Collected data:
Issue #1671, opened 2025-04-08
Scenario relation databag out of sync


skourta:
Updating or reading updated data bags is no longer in sync
For example:
```
    ctx = testing.Context(TestCharmCharm)
    peer_relation = testing.PeerRelation(
        id=1,
        endpoint="peers",
        local_app_data={
            "foo": "bar",
        },
    )
    state_in = testing.State(
        relations=[peer_relation],
    )
    # Act:
    state_out = ctx.run(ctx.on.start(), state_in)
    # Assert:
    assert state_out.unit_status == testing.ActiveStatus()
    peer_relation.local_app_data["fooo"] = "bar"

    state_out = ctx.run(ctx.on.update_status(), state_out)
    assert next(iter(state_out.relations)).local_app_data["fooo"] == "bar"
```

▸ **YOUR ASSIGNMENT**
Repeat the records above exactly.

▸ **RESPONSE BELOW**
Issue #1671, opened 2025-04-08
Scenario relation databag out of sync


skourta:
Updating or reading updated data bags is no longer in sync
For example:
```
    ctx = testing.Context(TestCharmCharm)
    peer_relation = testing.PeerRelation(
        id=1,
        endpoint="peers",
        local_app_data={
            "foo": "bar",
        },
    )
    state_in = testing.State(
        relations=[peer_relation],
    )
    # Act:
    state_out = ctx.run(ctx.on.start(), state_in)
    # Assert:
    assert state_out.unit_status == testing.ActiveStatus()
    peer_relation.local_app_data["fooo"] = "bar"

    state_out = ctx.run(ctx.on.update_status(), state_out)
    assert next(iter(state_out.relations)).local_app_data["fooo"] == "bar"
```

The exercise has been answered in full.